→ Requirement
The lines from the start of the data through the line with "Buttons in the" are to be returned verbatim; all later lines are to be omitted.

** Data extract follows **

PR #862, opened 2023-03-03
Avoid error if proofer dbl-clicks some buttons

windymilla:
Buttons in the proofing interface that change the page's status can cause an error if double-clicked. Since first click changes the status, second click gives an error. Error only appears to occur on some systems.

Solution is to stop the second click from attempting to re-submit by returning false from onClick handler. On first click, set a user-defined data attribute to true, so second click knows it's the second click.

Affects WordCheck, Save as Done and Proofread Next Page (from proofing and WordCheck interfaces), Save as In Progress and Save as Done.

Testable at https://www.pgdp.org/~windymilla/c/

### DIFF
--- a/SETUP/tests/jsTests/dp_proofTests.js
+++ b/SETUP/tests/jsTests/dp_proofTests.js
@@ -35,7 +35,7 @@ QUnit.module("dp_proof tests", function(hooks) {
         });
         form.appendChild(submitButton);
         document.body.appendChild(form);
-        assert.false(submitButton.disabled, "button should be disabled");
+        assert.false(submitButton.disabled, "button should be enabled");
         submitButton.click();
         setTimeout(() => {
             // simulate event loop for clicks
--- a/pinc/button_defs.inc
+++ b/pinc/button_defs.inc
@@ -1,6 +1,7 @@
 <?php
 include_once($relPath.'site_vars.php');  // $charset for javascript_safe()
 include_once($relPath.'misc.inc');  // attr_safe(), javascript_safe()
+include_once($relPath.'misc.inc');  // attr_safe(), javascript_safe()
 
 define('CHANGE_LAYOUT', 'A');
 define('QUIT', 'B');
@@ -113,6 +114,7 @@ function echo_button($button_id, $which_interface)
                 'name' => "button2",
                 $label => attr_safe(_("Save as 'Done' & Proofread Next Page")),
                 'title' => attr_safe(_("Save as 'Done' & Proofread Next Page")),
+                'onClick' => "return submitJustOnce(this);",
                 'src' => "gfx/bt2.png",
                 'class' => "check_button",
             ];
@@ -124,6 +126,7 @@ function echo_button($button_id, $which_interface)
                 'name' => "button5",
                 $label => attr_safe(_("Save as 'Done'")),
                 'title' => attr_safe(_("Save as 'Done'")),
+                'onClick' => "return submitJustOnce(this);",
                 'src' => "gfx/bt13.png",
                 'class' => "check_button",
             ];
@@ -135,6 +138,7 @@ function echo_button($button_id, $which_interface)
                 'name' => "button1",
                 $label => attr_safe(_("Save as 'In Progress'")),
                 'title' => attr_safe(_("Save as 'In Progress'")),
+                'onClick' => "return submitJustOnce(this);",
                 'src' => "gfx/bt3.png",
                 'class' => "check_button",
             ];
@@ -145,6 +149,7 @@ function echo_button($button_id, $which_interface)
                 'name' => "button10",
                 $label => attr_safe(_("WordCheck")),
                 'title' => attr_safe(_("Run WordCheck")),
+                'onClick' => "return submitJustOnce(this);",
                 'src' => "gfx/bt16.png",
             ];
             break;
--- a/pinc/button_defs.inc
+++ b/pinc/button_defs.inc
@@ -148,7 +148,7 @@ function echo_button($button_id, $which_interface)
                 'name' => "button10",
                 $label => attr_safe(_("WordCheck")),
                 'title' => attr_safe(_("Run WordCheck")),
-                'onClick' => "return submitJustOnce(this);",
+                //                'onClick' => "return submitJustOnce(this);",
                 'src' => "gfx/bt16.png",
             ];
             break;
--- a/pinc/button_defs.inc
+++ b/pinc/button_defs.inc
@@ -1,7 +1,6 @@
 <?php
 include_once($relPath.'site_vars.php');  // $charset for javascript_safe()
 include_once($relPath.'misc.inc');  // attr_safe(), javascript_safe()
-include_once($relPath.'misc.inc');  // attr_safe(), javascript_safe()
 
 define('CHANGE_LAYOUT', 'A');
 define('QUIT', 'B');
--- a/tools/proofers/dp_proof.js
+++ b/tools/proofers/dp_proof.js
@@ -1,5 +1,5 @@
 /* eslint-disable no-use-before-define, no-undef, camelcase */
-/* exported insertCharacter, surroundSelection, changeFontFamily, changeFontSize, showNW, replaceAllText, transformText */
+/* exported insertCharacter, surroundSelection, changeFontFamily, changeFontSize, showNW, replaceAllText, transformText, submitJustOnce */
 // This variable is set by initializeStuff() in dp_scroll.js
 var docRef = null;
 
@@ -230,3 +230,17 @@ function transformText(transformType) {
     txtArea.focus();
 }
 
+// Avoid submitting twice if user double-clicks button
+// Usage: onClick="return submitJustOnce(this);"
+//
+// Uses a data attribute to store when button has been clicked for the first time
+// Returns true on first click to continue submission
+// If attribute is already set (second click), return false to avoid re-submitting
+function submitJustOnce(btn) {
+    if (btn.dataset.alreadysubmitted) {
+        return false;
+    } else {
+        btn.dataset.alreadysubmitted = true;
+        return true;
+    }
+}
--- a/tools/proofers/dp_proof.js
+++ b/tools/proofers/dp_proof.js
@@ -237,10 +237,10 @@ function transformText(transformType) {
 // Returns true on first click to continue submission
 // If attribute is already set (second click), return false to avoid re-submitting
 function submitJustOnce(btn) {
-    if (btn.dataset.alreadysubmitted) {
+    if (btn.dataset.alreadysubmitted === 'true') {
         return false;
     } else {
-        btn.dataset.alreadysubmitted = true;
+        btn.dataset.alreadysubmitted = 'true';
         return true;
     }
 }
--- a/tools/proofers/dp_proof.js
+++ b/tools/proofers/dp_proof.js
@@ -235,7 +235,12 @@ function submitForm(form) {
     setTimeout(() => {
         // disable after form submits (setTimeout) since disabled form values aren't sent and we
         // need the submit button to submit to determine which submit button was clicked
+        // standard interface buttons have type 'submit'
         form.querySelectorAll('input[type=submit]').forEach(inputSubmit => {
+            inputSubmit.disabled = true;
+        });
+        // enhanced interface buttons have type 'image'
+        form.querySelectorAll('input[type=image]').forEach(inputSubmit => {
             inputSubmit.disabled = true;
         });
     }, 0);
--- a/tools/proofers/dp_proof.js
+++ b/tools/proofers/dp_proof.js
@@ -1,5 +1,5 @@
 /* eslint-disable no-use-before-define, no-undef, camelcase */
-/* exported insertCharacter, surroundSelection, changeFontFamily, changeFontSize, showNW, replaceAllText, transformText, submitJustOnce */
+/* exported insertCharacter, surroundSelection, changeFontFamily, changeFontSize, showNW, replaceAllText, transformText, submitJustOnce, submitForm */
 // This variable is set by initializeStuff() in dp_scroll.js
 var docRef = null;
 
@@ -243,4 +243,9 @@ function submitJustOnce(btn) {
         btn.dataset.alreadysubmitted = 'true';
         return true;
     }
+}
+
+function submitForm() {
+    document.querySelector('input').disabled = true;
+    return true;
 }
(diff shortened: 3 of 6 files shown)


pinc/button_defs.inc
```diff
@@ -1,6 +1,7 @@
 <?php
 include_once($relPath.'site_vars.php');  // $charset for javascript_safe()
 include_once($relPath.'misc.inc');  // attr_safe(), javascript_safe()
+include_once($relPath.'misc.inc');  // attr_safe(), javascript_safe()
```
srjfoo, line 4: Duplicate include?

tools/proofers/dp_proof.js
```diff
@@ -230,3 +230,17 @@ function transformText(transformType) {
...
+//
+// Uses a data attribute to store when button has been clicked for the first time
+// Returns true on first click to continue submission
+// If attribute is already set (second click), return false to avoid re-submitting
+function submitJustOnce(btn) {
+    if (btn.dataset.alreadysubmitted) {
+        return false;
+    } else {
+        btn.dataset.alreadysubmitted = true;
+        return true;
```
srjfoo, line 244: Is `btn.dataset.alreadysubmitted = true;` necessary, or could this part of the conditional just be `return true;`?

cpeel: That's the flag we need to track if the button has been clicked already.

tools/proofers/spellcheck.inc
```diff
@@ -206,6 +207,7 @@ if ($user->profile->i_type == 1) {
             id="spsaveandnext"
             value="<?php echo attr_safe(_("Save as 'Done' & Proofread Next Page")); ?>"
             title="<?php echo attr_safe(_("Save page as done and proofread the next available page")); ?>"
+            onClick="return submitJustOnce(this);",
```
cpeel, line 210: Errant trailing comma.

cpeel (commented):
Love this clever solution!!

tools/proofers/dp_proof.js
```diff
@@ -230,3 +230,17 @@ function transformText(transformType) {
     txtArea.focus();
 }
 
+// Avoid submitting twice if user double-clicks button
+// Usage: onClick="return submitJustOnce(this);"
+//
+// Uses a data attribute to store when button has been clicked for the first time
+// Returns true on first click to continue submission
+// If attribute is already set (second click), return false to avoid re-submitting
+function submitJustOnce(btn) {
```
chrismiceli, line 239: I would prefer we instead just mark the button disabled. That way for slow connections, there is an indication that something happened. Then we don't need to track anything since the 2nd click won't fire any event.

tools/proofers/dp_proof.js
```diff
@@ -230,3 +230,17 @@ function transformText(transformType) {
...
+    if (btn.dataset.alreadysubmitted) {
+        return false;
+    } else {
+        btn.dataset.alreadysubmitted = true;
```
chrismiceli, line 243: per https://developer.mozilla.org/en-US/docs/web/api/htmlelement/dataset, all dataset properties are strings, to avoid any implicit conversions, I would set `btn.dataset.alreadysubmitted = 'true';`. Then we could do a strict equality above if we continued with this approach
`if (btn.dataset.alreadysubmitted === 'true') {`

tools/proofers/dp_proof.js
chrismiceli, line 239: Can we add a unit test for this method easily?

pinc/button_defs.inc
windymilla: Thanks - will fix

tools/proofers/spellcheck.inc
windymilla: Thanks - copied from different context in `button_defs.inc` and not adjusted properly

tools/proofers/dp_proof.js
windymilla: That's what I tried first :)
However, once you disable the button, the submission doesn't happen, even when you return true.

I had an intermediate version that changed the button label, and used that as the flag detected by the second click. 
I decided the hidden data attribute was better because
1. It doesn't need you to choose suitable text to change the label to (though "Submitting" would probably be suitable for most.
2. The new label text doesn't need translating
3. It looks a bit odd: even when you're on a fast connection, you see the button label text change, which is unusual behavior.
4. This code seems fairly safe for anything that might not support the `dataset`. The double click bug would still be able to happen of course, but I don't think it should break normal single clicking.

tools/proofers/dp_proof.js
windymilla: Good idea, thanks - I'll do that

** End of Data extract **

→ Written reply
PR #862, opened 2023-03-03
Avoid error if proofer dbl-clicks some buttons

windymilla:
Buttons in the proofing interface that change the page's status can cause an error if double-clicked. Since first click changes the status, second click gives an error. Error only appears to occur on some systems.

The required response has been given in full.